*Assigned task*
How many lines below include the string "opened"? State the number alone.

(Given records begins)

PR #199, opened 2022-02-03
Organisation versioning

pezholio:
❗ Not to be merged until #203 and #204 are merged ❗ 

This merges in all the changes from #198 #185 #178 and #160 and adds a changelog entry.

There's still some work to be done, namely some design tweaks and the publication process, but this is enough to ensure no functionality is broken and ensure this branch doesn't drift too far away from the mainline.

All the changes in here have been reviewed, so this won't need a thorough review.


Gweaton (approved):
🏁

PR #204, opened 2022-02-03
(2005) Add flash message when creating a new OrganisationVersion

pezholio:
This updates the Organisation flow to be more in line with the designs, so we see a flash message when creating/updating versions, rather than a confirmation page. This also makes flash messages much easier to use across the application.

## Screenshots

image

image


src/common/flash-message.spec.ts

(Given records ends)

*Solved exercise*
2